The Sabaloka igneous complex of late Precambrian or Cambrian age consists of an elliptical ring dyke of porphyritic microgranite surrounding acid volcanic rocks in the southern half of the area and a basement composed mainly of biotite gneisses in the north. Sandstones of the Nubian formation locally overlie the igneous rocks and the basement. The complex is bisected and displaced by the Jebel Umm Marahik fault.

The igneous rocks have a density of 2.60 g cm−3 and the biotite gneisses 2.65 g cm−3. A gravity low of about 8 mgal in the southern half of the complex indicates a thickness of about 5.5 km of lighter rocks, only 2 km of which can be volcanic, the rest being inferred to be intrusive granitic rocks. A gravity low in the northern half of the ring is indicative of a subsurface granitic intrusion with vertical thickness about 3 km.

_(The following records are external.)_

PR #1135, opened 2024-03-08
🛜 ᛒ  Adding BLE Beacon Scanner

the-bay-kay:
The intent of this PR is to add a BLE Beacon Scanner to the developer settings, building off of the work done in the previous dev-scanner PRs.

For further context, please see:
  - PR [https://github.com/e-mission/e-mission-phone/pull/1128/](1128)
  - Issue [1046](https://github.com/e-mission/e-mission-docs/issues/1046)


the-bay-kay:
## BLE Plugin Notes
Louis and I have done some reading into the BLE plugins available for Cordova, and have found that the [cordova-plugin-ibeacon](https://github.com/petermetz/cordova-plugin-ibeacon) plugin seems to be the best fit.  While we're looking at incorperating this into our preexisting scanner code, it seems to me that there are some subtle differences in how BLE is handled.  Below are some of my stream-of-thought notes on the plugin and this project!

- As Shankari, Louis and I have discussed, we will most likely be utilizing [CLLocationManager](https://developer.apple.com/documentation/corelocation/cllocationmanager?language=objc) for iOS.  Since this plugin utilizes this, it should be a great example for our future changes!
- Unlike our previous BluetoothClassicSerial plugin, or even the [cordova-plugin-ble-central](https://github.com/don/cordova-plugin-ble-central?tab=readme-ov-file), there is no single "scan / subscribe" function.  Rather, when monitoring beacons, it seems the workflow is:
  1. Store information surrounding the beacon's ID, name, etc.  It seems that this, in the plugin, is referred to as a "region"
  2. Enable Beacon logging via a "DOM" delegate
     -  From what I understand, the plugin itself acts as its own DOM
  3. Give the delegate a "region" to monitors
      -  Then, when broadcasts are detected, they will be logged via the delegate
  4.  Finally, you can "unsubscribe" from broadcasts by ending your monitoring for a specific region.
      - What does it look like to monitor multiple regions at once? That's something we'll have to consider down the road 
- As with the Bluetooth Classic Scanner, we will need to make some changes to the iOS app permissions.

## Going Forward
With all of this in mind,  Louis and I have come up with a rough game-plan for this project!
1.  Add the plugin to `e-mission-phone`, resolve any config conflicts within `em-data-collection`
2. Refactor the Bluetooth Scanner UI to better incorporate the new plugin
3. Implement our own "start scanning" and "stop scanning" functions
4. Incorporate the DOM logs into our scanner's `setLogs()`
5. Add our test beacons data into an external data-file (a `.json` file, a `.csv`, etc.)
    - After these tests are done, we will need to modify this to support whatever vehicle data is mapped to a given beacon!
    - For Louis and I's test beacons, the setup guide can be found [here](https://bluecharmbeacons.com/bc011-ibeacon-multibeacon-quick-start-guide/).  For the beacons that will be used in deployment, the configuration process will look slightly different.
7. Confirm the app recognizes the beacons
8. Begin running tests, which may include
    - Confirm the beacon appears / disappears as we move in and out of range
    - Finding the optimal output Db for the beacon (e.g., what range is detectable inside a car, but not outside? Looking to minimize noise
    - Confirm BLE is visible during transit (Please don't scan and drive!)

As we go forward with this plan, I'll keep this thread updates with our challenges / notes on the experience!

the-bay-kay:
It seems that only iOS builds after adding the plugin... For legibility / book keeping, these are the build errors that occurred:
```
> Configure project :app
Adding classpath: com.google.gms:google-services:4.3.3
Warning: The 'kotlin-android-extensions' Gradle plugin is deprecated. Please use this migration guide (https://goo.gle/kotlin-android-extensions-deprecation) to start working with View Binding (https://developer.android.com/topic/libraries/view-binding) and the 'kotlin-parcelize' plugin.

FAILURE: Build completed with 2 failures.


1: Task failed with an exception.
Deprecated Gradle features were used in this build, making it incompatible with Gradle 8.0.
-----------

* Where:
You can use '--warning-mode all' to show the individual deprecation warnings and determine if they come from your own scripts or plugins.
Script '/Users/runner/work/e-mission-phone/e-mission-phone/platforms/android/com.unarin.cordova.beacon/emission-cordova-plugin-ibeacon.gradle' line: 6


See https://docs.gradle.org/7.6/userguide/command_line_interface.html#sec:command_line_warnings
* What went wrong:
A problem occurred evaluating script.
> Could not find method compile() for arguments [org.altbeacon:android-beacon-library:2.16.1] on object of type org.gradle.api.internal.artifacts.dsl.dependencies.DefaultDependencyHandler.

* Try:
> Run with --stacktrace option to get the stack trace.
> Run with --info or --debug option to get more log output.
> Run with --scan to get full insights.
==============================================================================

2: Task failed with an exception.
-----------
* What went wrong:
A problem occurred configuring project ':app'.
> compileSdkVersion is not specified. Please add it to build.gradle

* Try:
> Run with --stacktrace option to get the stack trace.
> Run with --info or --debug option to get more log output.
> Run with --scan to get full insights.
==============================================================================

* Get more help at https://help.gradle.org/

BUILD FAILED in 1m 2s
Command failed with exit code 1: /Users/runner/work/e-mission-phone/e-mission-phone/platforms/android/gradlew -b /Users/runner/work/e-mission-phone/e-mission-phone/platforms/android/build.gradle cdvBuildDebug
Error: Process completed with exit code 1.
```

louisg1337:
Touching on the Android build errors that Katie mentioned above, we managed to get those resolved. To fix it we had to fork our own version of this plugin and make some changes, which are shown in [this commit](https://github.com/petermetz/cordova-plugin-ibeacon/compare/v3.x...louisg1337:cordova-plugin-ibeacon:v3.x). The two problems in particular were...

```
Could not find method compile() for arguments [org.altbeacon:android-beacon-library:2.16.1] on object of 
type org.gradle.api.internal.artifacts.dsl.dependencies.DefaultDependencyHandler.
```

It seems like this plugin is a bit older, so it used a deprecated gradle method. To fix this we changed `compile` to `implementation `.

```
> Task :app:processDebugMainManifest FAILED
~/AndroidManifest.xml:21:9-27:20 Error: android:exported needs to be explicitly specified for 
element <receiver#org.altbeacon.beacon.startup.StartupBroadcastReceiver>. 
Apps targeting Android 12 and higher are required to specify an explicit value for `android:exported` when
the corresponding component has an intent filter defined. 
```

This plugin defines a dependency in its gradle build file called `org.altbeacon:android-beacon-library:2.16.1`, and I'm assuming that it dynamically adds a receiver to the manifest from build, which causes us this error. To fix this, we instead define the receiver straight into the `plugin.xml` of `cordova-plugin-ibeacon` and give it the `android:exported` parameter.

Android now builds, but we have yet to test the beacon at all so we will see if it holds up!

louisg1337:
I was able to build for Android successfully with the plugin installed. I am now running into an issue, however, when trying to test the plugin. I am following [this](https://github.com/petermetz/cordova-plugin-ibeacon?tab=readme-ov-file#start-monitoring-a-single-ibeacon) part of the demo code the plugin provides, but whenever I try to invoke this code, I get this error in logcat.

```
--------- beginning of crash
03-09 17:55:03.613 19003 19003 E AndroidRuntime: FATAL EXCEPTION: main
03-09 17:55:03.613 19003 19003 E AndroidRuntime: Process: edu.berkeley.eecs.emission, PID: 19003
03-09 17:55:03.613 19003 19003 E AndroidRuntime: java.lang.RuntimeException: java.lang.IllegalArgumentException: edu.berkeley.eecs.emission: Targeting S+ (version 31 and above) requires that one of FLAG_IMMUTABLE or FLAG_MUTABLE be specified when creating a PendingIntent.
03-09 17:55:03.613 19003 19003 E AndroidRuntime: Strongly consider using FLAG_IMMUTABLE, only use FLAG_MUTABLE if some functionality depends on the PendingIntent being mutable, e.g. if it needs to be used with inline replies or bubbles.
03-09 17:55:03.613 19003 19003 E AndroidRuntime: 	at android.app.job.JobServiceEngine$JobHandler.handleMessage(JobServiceEngine.java:109)
03-09 17:55:03.613 19003 19003 E AndroidRuntime: 	at android.os.Handler.dispatchMessage(Handler.java:106)
03-09 17:55:03.613 19003 19003 E AndroidRuntime: 	at android.os.Looper.loopOnce(Looper.java:201)
03-09 17:55:03.613 19003 19003 E AndroidRuntime: 	at android.os.Looper.loop(Looper.java:288)
03-09 17:55:03.613 19003 19003 E AndroidRuntime: 	at android.app.ActivityThread.main(ActivityThread.java:7839)
03-09 17:55:03.613 19003 19003 E AndroidRuntime: 	at java.lang.reflect.Method.invoke(Native Method)
03-09 17:55:03.613 19003 19003 E AndroidRuntime: 	at com.android.internal.os.RuntimeInit$MethodAndArgsCaller.run(RuntimeInit.java:548)
03-09 17:55:03.613 19003 19003 E AndroidRuntime: 	at com.android.internal.os.ZygoteInit.main(ZygoteInit.java:1003)
03-09 17:55:03.613 19003 19003 E AndroidRuntime: Caused by: java.lang.IllegalArgumentException: edu.berkeley.eecs.emission: Targeting S+ (version 31 and above) requires that one of FLAG_IMMUTABLE or FLAG_MUTABLE be specified when creating a PendingIntent.
03-09 17:55:03.613 19003 19003 E AndroidRuntime: Strongly consider using FLAG_IMMUTABLE, only use FLAG_MUTABLE if some functionality depends on the PendingIntent being mutable, e.g. if it needs to be used with inline replies or bubbles.
03-09 17:55:03.613 19003 19003 E AndroidRuntime: 	at android.app.PendingIntent.checkFlags(PendingIntent.java:375)
03-09 17:55:03.613 19003 19003 E AndroidRuntime: 	at android.app.PendingIntent.getBroadcastAsUser(PendingIntent.java:645)
03-09 17:55:03.613 19003 19003 E AndroidRuntime: 	at android.app.PendingIntent.getBroadcast(PendingIntent.java:632)
03-09 17:55:03.613 19003 19003 E AndroidRuntime: 	at org.altbeacon.beacon.service.scanner.CycledLeScanner.getWakeUpOperation(CycledLeScanner.java:497)
03-09 17:55:03.613 19003 19003 E AndroidRuntime: 	at org.altbeacon.beacon.service.scanner.CycledLeScanner.cancelWakeUpAlarm(CycledLeScanner.java:509)
03-09 17:55:03.613 19003 19003 E AndroidRuntime: 	at org.altbeacon.beacon.service.scanner.CycledLeScanner.setScanPeriods(CycledLeScanner.java:188)
03-09 17:55:03.613 19003 19003 E AndroidRuntime: 	at org.altbeacon.beacon.service.ScanJob.restartScanning(ScanJob.java:209)
03-09 17:55:03.613 19003 19003 E AndroidRuntime: 	at org.altbeacon.beacon.service.ScanJob.startScanning(ScanJob.java:250)
03-09 17:55:03.613 19003 19003 E AndroidRuntime: 	at org.altbeacon.beacon.service.ScanJob.onStartJob(ScanJob.java:84)
03-09 17:55:03.613 19003 19003 E AndroidRuntime: 	at android.app.job.JobService$1.onStartJob(JobService.java:62)
03-09 17:55:03.613 19003 19003 E AndroidRuntime: 	at android.app.job.JobServiceEngine$JobHandler.handleMessage(JobServiceEngine.java:105)
```

The main thing to consider here is this line, which is...

`AndroidRuntime: Caused by: java.lang.IllegalArgumentException: edu.berkeley.eecs.emission: Targeting S+ (version 31 and above) requires that one of FLAG_IMMUTABLE or FLAG_MUTABLE be specified when creating a PendingIntent.`

This is caused by a `PendingIntent` in the package `org.altbeacon.beacon.service`, which is a dependency of the `cordova-plugin-ibeacon` plugin we just installed. I guess the plugin and its dependency are pretty old, which is why we are getting this error. 

To fix this, I am not quite sure how we do it. I am assuming to fix this, we will need to do these following things.

1. Find the package on github and create our own fork of it.
2. Modify it to make it up to date with Android development rules.
3. Redirect the dependency download in `cordova-plugin-ibeacon` from `org.altbeacon.beacon.service` to our new fork.

This seems straight forward, but I am a bit hazy on how to do step 3. In the next few days, hopefully we'll have that figured out and sorted so we can test the plugin and get it to work on Android!

the-bay-kay:
Quick observation: Looking at the config data for Louis and I's test beacons, it appears that the UUIDs of the beacons are _identical right out of the box_.  For this specific brand, we do have the capability to change these UUID's.

Whether or not we will need to change the UUIDs will depend on whether or not we can also access the systems-level beacon data: i.e., the System ID that appears on all Bluetooth devices (these are seen in the Classic Scanner, as a string of 8 hexidecimal(?) numbers in the format XX:XX:XX:XX:XX:XX).  We can gather this data when working with Bluetooth Classic; I have to imagine we will also be able to do so with BLE.  If we are able to have both the Sys_ID and UUID, we may be able to perform verification by checking both of these values.  Will update once I have more data!

the-bay-kay:
## iOS Build Issues
I'm noticing an discrepancy between the iOS DevApp build of this branch, and the iOS Hardware build.  Below are two videos: on the latter, I receive an error when attempting to run the test code:
### Serve Build
image

### Native / Full Build
image

### Error Code:
```
Objects are not valid as a React child
{found: object with keys {didDetermineStateForRegion, didStartMonitoringForRegion, didRangeBeaconsInRegion}}.  If you meant to render a collection instead of children, use an array instead. 
// Other ionic rendering errors follow...
```

### Notes
From my initial reading and assumptions, this issue has to do with the way React renders components; specifically, there's an issue with our set up methods.  Our code closely follows the example code from the plugin repo, but the React interface is a notable difference. 

Interestingly, we haven't had this issue on the Android Build; the components from the plugin render without error.  My assumption is, this has to do with how we're using the `testLogs()` method -- I'll do some more digging to figure out the cause!

louisg1337:
### **BLE Scanner Issue**

Katie and I have gotten the scanner set up and giving us some type of callback, but yet it doesn't pick up either of our beacons when we attempt to scan. We have been a bit stuck on this the past few days, but have made a little breakthrough as to what could be going wrong.

First and foremost, I never knew this but you can view the logcat of a physical Android device connected to your computer by following [this](https://stackoverflow.com/questions/3707880/using-adb-logcat-with-a-real-phone-and-not-the-emulator) StackOverflow post. I thought this was only a feature if you used Android Studio, so this is super nice to have. It also helped us find the error that we think is causing the scanning to not work.

**Error**

When following the sample code for [monitoring a single beacon](https://github.com/AltBeacon/android-beacon-library/blob/42eba232497ab550139080abd5097c333fc13472/lib/src/main/java/org/altbeacon/beacon/BeaconManager.java#L1520), this error pops up whenever `didRangeBeaconsInRegion` gets called.
```
03-13 16:51:56.690 19163 19372 W DistanceConfigFetcher: error reading beacon data
03-13 16:51:56.690 19163 19372 W DistanceConfigFetcher: java.io.FileNotFoundException: https://s3.amazonaws.com/android-beacon-library/android-distance.json
03-13 16:51:56.690 19163 19372 W DistanceConfigFetcher: 	at com.android.okhttp.internal.huc.HttpURLConnectionImpl.getInputStream(HttpURLConnectionImpl.java:255)
03-13 16:51:56.690 19163 19372 W DistanceConfigFetcher: 	at com.android.okhttp.internal.huc.DelegatingHttpsURLConnection.getInputStream(DelegatingHttpsURLConnection.java:211)
03-13 16:51:56.690 19163 19372 W DistanceConfigFetcher: 	at com.android.okhttp.internal.huc.HttpsURLConnectionImpl.getInputStream(HttpsURLConnectionImpl.java:30)
03-13 16:51:56.690 19163 19372 W DistanceConfigFetcher: 	at org.altbeacon.beacon.distance.DistanceConfigFetcher.request(DistanceConfigFetcher.java:94)
03-13 16:51:56.690 19163 19372 W DistanceConfigFetcher: 	at org.altbeacon.beacon.distance.ModelSpecificDistanceUpdater.doInBackground(ModelSpecificDistanceUpdater.java:28)
03-13 16:51:56.690 19163 19372 W DistanceConfigFetcher: 	at org.altbeacon.beacon.distance.ModelSpecificDistanceUpdater.doInBackground(ModelSpecificDistanceUpdater.java:16)
03-13 16:51:56.690 19163 19372 W DistanceConfigFetcher: 	at android.os.AsyncTask$3.call(AsyncTask.java:394)
03-13 16:51:56.690 19163 19372 W DistanceConfigFetcher: 	at java.util.concurrent.FutureTask.run(FutureTask.java:266)
03-13 16:51:56.690 19163 19372 W DistanceConfigFetcher: 	at java.util.concurrent.ThreadPoolExecutor.runWorker(ThreadPoolExecutor.java:1167)
03-13 16:51:56.690 19163 19372 W DistanceConfigFetcher: 	at java.util.concurrent.ThreadPoolExecutor$Worker.run(ThreadPoolExecutor.java:641)
03-13 16:51:56.690 19163 19372 W DistanceConfigFetcher: 	at java.lang.Thread.run(Thread.java:920)
03-13 16:51:56.691 19163 19372 W ModelSpecificDistanceCalculator: Cannot updated distance models from online database at java.io.FileNotFoundException: 
```

**Thoughts**

As we are using an iBeacon plugin, distancing ranging is something that this plugin supports. I guess on the Android side of things, they have some type of distance json file that they use to compute the distances. If you try to go to [https://s3.amazonaws.com/android-beacon-library/android-distance.json](https://s3.amazonaws.com/android-beacon-library/android-distance.json) the file doesn't exist, which is where our problem lies. 

The code where this file gets called/used can be found [here](https://github.com/AltBeacon/android-beacon-library/blob/42eba232497ab550139080abd5097c333fc13472/lib/src/main/java/org/altbeacon/beacon/BeaconManager.java#L1520).

This issue gets discussed [here](https://github.com/AltBeacon/android-beacon-library/issues/967#issuecomment-620234768) in this Github issue, but the very next comment says it was a "permissions issue" that has been resolved already. Its been 4 years since he said that, so maybe the file either got taken down or the permissions issue came back.

I'm going to dig a bit deeper to see if I can find anything else about this issue along with potential solutions. If not that, maybe I can find that android distance file somewhere so we could upload it as a static JSON file in our project.

louisg1337:
### **Android Distance Missing File Update**

Looks like someone beat us to it and filed an issue about the missing file error we saw above. Here is the [issue](https://github.com/AltBeacon/android-beacon-library/issues/1183) that was just created.

It appears that this is unfortunately not the reason our beacons aren't scanning, as the main dev says you can ignore this error. We'll have to dig a bit deeper to figure out why our beacons aren't picking up!

the-bay-kay:
## iOS Updates
Success! It took some wrestling with XCode, but we are successfully detecting the BLE beacons on iOS.  Below is a screenshot of the scanner, as of the latest commit: as can be seen in the `state` field, the scanner both (i) successfully detects when the beacon is "inRegion", and (ii) terminates the scanning loop after the detection occurs.

Now that we know that this is working on iOS, I think we can formulate a plan for how we want to proceed:
- [ ] Fix the Android scanner, addressing the errors described above by Louis
- [ ] Adjust the Scanner UI, such that:
  - [ ] A "Scanning in Progress" bar is shown, and
  - [ ] The "Scan" button terminates an active scan
  - [ ] A successful callback is render within the `BluetoothCard` component
- [ ] Add the list of Bluetooth Beacons to the Dynamic Config

Ideally, I would also like to add the following functions to this scanner:
- [ ] Adjust the beacon TS type, such that it also includes the car make / model
- [ ] Display vehicle make / model upon a successful callback

 I'll make some of the cosmetic changes, since we should be able to knock those out pretty quickly.  In general, however, I believe getting the Android side of things up-and-running is priority #1. I'll update this thread's checklist as I make changes!

IMG_0003

the-bay-kay:
# Android Updates

I just had a chance to test the Android changes between meetings: on both my LGv30 and Nexus 6, it appears that **both** are scanning properly!! Please see the screenshots attached.

While exciting,  raises some questions: chief among them, why is the scanner not working on Louis' device?  At first, we thought it was an issue with the Android Version, as described in [this](https://github.com/petermetz/cordova-plugin-ibeacon/issues/456) thread.  Considering my LGv30 is running Android 9, I believe we can rule this out as the issue.  We're going to do some more testing, and report back!

## LGv30
LGv30Screenshot

## Nexus V6
NexusV6 Screenshot

louisg1337:
### **BLE Scan Update**

Seeing that Katie was able to scan, as shown above, I tried my personal iPhone and another Android test phone that I haven't used yet. I'm happy to report that they both work like shown above!

Piggybacking off of what Katie said above, it is bizarre that my Motorolla G6 test phone could not scan for the beacons. I was fiddling with it last night and decided to restart the phone to see if that would do anything, and of course it now works. Out of all the debugging I did, I never thought to try the old tried and true method of turning it on and off again.

With these issues now behind us, we can move forward and tidy this up!

the-bay-kay:
## BLE Scanner Update!
***Success!!*** Both Android and IOS are detecting the BLE Beacons!  Below is a (somewhat compressed) video of me testing on both Android (LGv30) and iOS (iPhone 8) simultaneously.  Some notes on the tests:
- As can be seen in the video, iOS updates _significantly_ slower than Android. This could be chalked up to the iPhone's older hardware / iOS, though I'm not entirely sure this is the reason.  It will be interesting to see how other iPhones perform!
- For these tests, I have the beacon on the lowest broadcasting power / range (for ease of testing, I can just toss the beacon out of frame).   Having tested with higher power settings, I can confirm this works with the larger regions (so, the beacon doesn't have to be within < 1 meter)
- With some testing, we can detect if we're already in range when we start scanning.  This means we won't have to rely on the "entrance into a zone" to start tracking! 

https://github.com/e-mission/e-mission-phone/assets/98350084/37552d91-c413-4f88-b733-48095ff9cba3

### Future Work
Currently, the scanner is searching for multiple beacons at once.  Unfortunately, I have not been able to test what happens when there are two beacons available; exiting one zone to another being in two zones at once, etc.  Once the other test beacons arrive, I'll update this thread accordingly!

shankari (approved):
I think we should add the ability to add new BLE entries, since iOS can only scan for known beacon UUIDs (@the-bay-kay @louisg1337 please confirm)

But I will probably want to add buttons to simulate enter and exit anyway, so will see if I can add it at the same time. This will be my first time writing react native UI code.

Whooo!!!

shankari:
> With some testing, we can detect if we're already in range when we start scanning. This means we won't have to rely on the "entrance into a zone" to start tracking!

Great news! This will allow us to make the FSM more robust. If we detect that we have entered the zone, we can start the trip, but if there is some noise/glitches in there, we can also use our regular geofence and start scanning

shankari:
Tried to remove all references to COARSE location from the beacon plugin

shankari:
However, I am not sure that this is the problem. That is a dynamic permission and should not affect the static checks.
Looking at `AndroidManifest.xml` I don't see the permission defined in `AndroidManifest.xml`

```
$ grep -r COARSE platforms/android/app/src/main/AndroidManifest.xml
$ 
```

However, I do see it in `platforms/android//app/build/intermediates/merged_manifest/release/AndroidManifest.xml`

```
platforms/android//app/build/intermediates/merged_manifest/release/AndroidManifest.xml:    <uses-permission android:name="android.permission.ACCESS_COARSE_LOCATION" /> <!-- Required by older versions of Google Play services to create IID tokens -->
```

why have we not encountered this before?

shankari:
The clue is in `platforms/android//app/build/outputs/logs/manifest-merger-debug-report.txt`
which indicates that it is added from altbeacon.

```
uses-permission#android.permission.ACCESS_COARSE_LOCATION
ADDED from [org.altbeacon:android-beacon-library:2.19] /Users/kshankar/.gradle/caches/transforms-3/eb47e011d1b70a4a657d3fb1caa7828e/transformed/jetified-android-beacon-library-2.19/AndroidManifest.xml:17:5-81
```

Anddddd here it is
https://github.com/AltBeacon/android-beacon-library/blob/42eba232497ab550139080abd5097c333fc13472/lib/src/main/AndroidManifest.xml#L6

altbeacon is the library that we want to use, so maybe the COARSE location permission is long-term after all.
but I don't want to ask for permissions that we don't need.
Let's try to remove the permission using https://stackoverflow.com/a/72988739

shankari:
That (at least with the `removeAll` variant from https://developer.android.com/build/manage-manifests seems to have removed the COARSE location permission request. I edited the `AndroidManifest.xml` manually this time

```
    <uses-permission android:name="android.permission.ACCESS_FINE_LOCATION" />
    <uses-permission android:name="android.permission.ACCESS_BACKGROUND_LOCATION" />
    <uses-permission android:name="android.permission.ACCESS_COARSE_LOCATION" tools:node="removeAll" />
    <uses-permission android:name="android.permission.REQUEST_IGNORE_BATTERY_OPTIMIZATIONS" />
``` 

we should consider adding that line to the data collection `plugin.xml` when we finally incorporate this fucntionality directly into the plugin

The ring dyke is intruded into a complicated ring fracture zone, in part a graben up to 2 km wide in which the basement rocks have subsided to a depth of 3 km or more. The outer contact of the ring dyke is steep but has a variable direction of dip—inward, vertical or outward. Gravity evidence for the course and throw of the Jebel Umm Marahik fault is presented and another roughly diametrical fracture trending at 50º to the former is postulated.